(Data extracts begins)

PR #86, opened 2015-09-19
Fix mutual exclusivity

### LINKED ISSUE #62: Two identical conditions fail to evaluate correctly

mblsha:
Fixes #62.

### DIFF
--- a/Operations/Queue/OperationQueue.swift
+++ b/Operations/Queue/OperationQueue.swift
@@ -45,7 +45,7 @@ public class OperationQueue: NSOperationQueue {
 
             // Check for exclusive mutability constraints
             let concurrencyCategories: [String] = operation.conditions.flatMap { condition in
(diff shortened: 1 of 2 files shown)


mblsha:
I added Xtrace.h / Xtrace.mm to the project, and then in the test I did `op.xtrace()`, and compared the trace from the good run with the one from the bad timeout run. The culprit was additional unwanted dependency. `Advanced NSOperations`'s code was correct in this regard, so it was probably a typo.

danthorpe:
Yep, regression introduced in c8296267, okay merging now. Will do a 2.0.1 release. And will also cherry pick into a 1.0.1 release. Really not sure if people are still stuck on Swift 1.2 or not.

Great find @mblsha thanks so much!

danthorpe:
Except it's not a bug in 1.0, so just 2.0.1 then.

PR #88, opened 2015-09-20
Add OS X Support

### LINKED ISSUE #61: Setup OS X test targets.
For full OS X support need to be able to run tests...

mblsha:
Fixes #61.


Operations.podspec
```diff
@@ -15,22 +15,24 @@ session Advanced NSOperations: https://developer.apple.com/videos/wwdc/2015/?id=
   s.module_name       = 'Operations'
   s.social_media_url  = 'https://twitter.com/danthorpe'
   s.requires_arc      = true
-  s.platform          = :ios, '8.0'
   s.default_subspec   = 'Base'
+  s.ios.deployment_target = "8.0"
+  s.osx.deployment_target = "10.10"
 
   s.subspec 'Base' do |ss|
     ss.source_files      = 'Operations/**/*.{swift,m,h}'
```
mblsha: @danthorpe BTW, this rule also greedily includes AddressBook stuff. Should I also fix that?

mblsha:
And I like how files in https://github.com/SwiftBond/Bond are structured. If you would allow me to reorganize the project this way, we could get rid of `#if os(iOS)` and ugly .podspec excludes.
bond 2015-09-20 12-18-22

danthorpe:
Woah. I'm on my way to the football so I can't look at this in detail just yet! But looks good so far. 

Yes, that default subspec is too greedy - mistake - thanks.

But.... I was going to re-org the project to support a core set of features suitable for iOS Extensions, and dovetail OS X (watchOS & tvOS?) support at the same time. There is another issue which you might have seen?

danthorpe:
Oh yes - how SwiftBond does it was what I was thinking! If you have time - this would be amazing!

danthorpe:
I've not looked at SwiftBond's actual project structure, but does it also have separate targets for different platforms? I don't want to exclude Carthage or just building directly from source. I was thinking frameworks for "Operations-iOS", "Operations-OSX" etc? What do you think?

mblsha:
SwiftBond has two targets: Bond and BondOSX, and employs a neat trick: both targets have same `Product Name` and `Product Bundle Identifier`. This allows for Test sharing without `#if`'s. Bond also shares the `Public Header` and `Info.plist`.

Bond arranges its files into a neat directory structure, and makes sure that only the relevant files are included for proper targets: this is done by checking `Target Membership` checkboxes in File Inspector (I've unchecked a couple of files already, as having `#if os(iOS)` still resulted in weird compilation errors on OS X).

In the same spirit I left the Operations / OperationsTests as is and added OperationsOSX and OperationsOSXTests, and removed extrensous headers and Info.plists, so there are no new files added in this pull request.

Haven't looked at watchOS / tvOS, but guess adding those targets could be done using the same means.

mblsha:
Will try re-arranging the files now :-)

Operations.podspec
```diff
@@ -15,22 +15,33 @@ session Advanced NSOperations: https://developer.apple.com/videos/wwdc/2015/?id=
...
   s.requires_arc      = true
-  s.platform          = :ios, '8.0'
-  s.default_subspec   = 'Base'
+  s.ios.deployment_target = "8.0"
+  s.osx.deployment_target = "10.10"
 
-  s.subspec 'Base' do |ss|
-    ss.source_files      = 'Operations/**/*.{swift,m,h}'
-    ss.exclude_files     = 'Operations/Extras/**/*.{swift,m,h}'
-  end
```
mblsha: I've checked this podspec on my Mac project, and it still works.

mblsha:
Hmm, it appears that I've broken the `examples/Permissions`. Looking into it.

Operations.podspec
mblsha: Ah, it seems that without a Base subspec, adding `Operations` results in adding all subspecs as well. Restoring the Base subspec.

mblsha:
There. Checked the podspec on both my OS X project and Permissions example.

danthorpe:
@mblsha hmm, unfortunately now the unit tests don't compile in CI. I think what I'll do, is pull your development branch into a feature branch, go through your changes and then merge that.

mblsha:
Okay, as I can't see the actual Buildkite error messages. But both targets work for me here, using the Xcode 7 GM.

danthorpe:
You can run `$ .scripts/test.sh` to run the unit tests. It has an issue with `AddressBook.swift:696:11` - use of undeclared type 'OPRAddressBookChangeHandlerContainer'

danthorpe:
OS X support, and iOS Extension API, watchOS, tvOS support is added in #90. I used the same strategy here, except with three more targets, and updated the unit test scripts.

Thanks @mblsha!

(Data extracts ends)

Prompt: Give the data again, exactly.

Answer space:
PR #86, opened 2015-09-19
Fix mutual exclusivity

### LINKED ISSUE #62: Two identical conditions fail to evaluate correctly

mblsha:
Fixes #62.

### DIFF
--- a/Operations/Queue/OperationQueue.swift
+++ b/Operations/Queue/OperationQueue.swift
@@ -45,7 +45,7 @@ public class OperationQueue: NSOperationQueue {
 
             // Check for exclusive mutability constraints
             let concurrencyCategories: [String] = operation.conditions.flatMap { condition in
(diff shortened: 1 of 2 files shown)


mblsha:
I added Xtrace.h / Xtrace.mm to the project, and then in the test I did `op.xtrace()`, and compared the trace from the good run with the one from the bad timeout run. The culprit was additional unwanted dependency. `Advanced NSOperations`'s code was correct in this regard, so it was probably a typo.

danthorpe:
Yep, regression introduced in c8296267, okay merging now. Will do a 2.0.1 release. And will also cherry pick into a 1.0.1 release. Really not sure if people are still stuck on Swift 1.2 or not.

Great find @mblsha thanks so much!

danthorpe:
Except it's not a bug in 1.0, so just 2.0.1 then.

PR #88, opened 2015-09-20
Add OS X Support

### LINKED ISSUE #61: Setup OS X test targets.
For full OS X support need to be able to run tests...

mblsha:
Fixes #61.


Operations.podspec
```diff
@@ -15,22 +15,24 @@ session Advanced NSOperations: https://developer.apple.com/videos/wwdc/2015/?id=
   s.module_name       = 'Operations'
   s.social_media_url  = 'https://twitter.com/danthorpe'
   s.requires_arc      = true
-  s.platform          = :ios, '8.0'
   s.default_subspec   = 'Base'
+  s.ios.deployment_target = "8.0"
+  s.osx.deployment_target = "10.10"
 
   s.subspec 'Base' do |ss|
     ss.source_files      = 'Operations/**/*.{swift,m,h}'
```
mblsha: @danthorpe BTW, this rule also greedily includes AddressBook stuff. Should I also fix that?

mblsha:
And I like how files in https://github.com/SwiftBond/Bond are structured. If you would allow me to reorganize the project this way, we could get rid of `#if os(iOS)` and ugly .podspec excludes.
bond 2015-09-20 12-18-22

danthorpe:
Woah. I'm on my way to the football so I can't look at this in detail just yet! But looks good so far. 

Yes, that default subspec is too greedy - mistake - thanks.

But.... I was going to re-org the project to support a core set of features suitable for iOS Extensions, and dovetail OS X (watchOS & tvOS?) support at the same time. There is another issue which you might have seen?

danthorpe:
Oh yes - how SwiftBond does it was what I was thinking! If you have time - this would be amazing!

danthorpe:
I've not looked at SwiftBond's actual project structure, but does it also have separate targets for different platforms? I don't want to exclude Carthage or just building directly from source. I was thinking frameworks for "Operations-iOS", "Operations-OSX" etc? What do you think?

mblsha:
SwiftBond has two targets: Bond and BondOSX, and employs a neat trick: both targets have same `Product Name` and `Product Bundle Identifier`. This allows for Test sharing without `#if`'s. Bond also shares the `Public Header` and `Info.plist`.

Bond arranges its files into a neat directory structure, and makes sure that only the relevant files are included for proper targets: this is done by checking `Target Membership` checkboxes in File Inspector (I've unchecked a couple of files already, as having `#if os(iOS)` still resulted in weird compilation errors on OS X).

In the same spirit I left the Operations / OperationsTests as is and added OperationsOSX and OperationsOSXTests, and removed extrensous headers and Info.plists, so there are no new files added in this pull request.

Haven't looked at watchOS / tvOS, but guess adding those targets could be done using the same means.

mblsha:
Will try re-arranging the files now :-)

Operations.podspec
```diff
@@ -15,22 +15,33 @@ session Advanced NSOperations: https://developer.apple.com/videos/wwdc/2015/?id=
...
   s.requires_arc      = true
-  s.platform          = :ios, '8.0'
-  s.default_subspec   = 'Base'
+  s.ios.deployment_target = "8.0"
+  s.osx.deployment_target = "10.10"
 
-  s.subspec 'Base' do |ss|
-    ss.source_files      = 'Operations/**/*.{swift,m,h}'
-    ss.exclude_files     = 'Operations/Extras/**/*.{swift,m,h}'
-  end
```
mblsha: I've checked this podspec on my Mac project, and it still works.

mblsha:
Hmm, it appears that I've broken the `examples/Permissions`. Looking into it.

Operations.podspec
mblsha: Ah, it seems that without a Base subspec, adding `Operations` results in adding all subspecs as well. Restoring the Base subspec.

mblsha:
There. Checked the podspec on both my OS X project and Permissions example.

danthorpe:
@mblsha hmm, unfortunately now the unit tests don't compile in CI. I think what I'll do, is pull your development branch into a feature branch, go through your changes and then merge that.

mblsha:
Okay, as I can't see the actual Buildkite error messages. But both targets work for me here, using the Xcode 7 GM.

danthorpe:
You can run `$ .scripts/test.sh` to run the unit tests. It has an issue with `AddressBook.swift:696:11` - use of undeclared type 'OPRAddressBookChangeHandlerContainer'

danthorpe:
OS X support, and iOS Extension API, watchOS, tvOS support is added in #90. I used the same strategy here, except with three more targets, and updated the unit test scripts.

Thanks @mblsha!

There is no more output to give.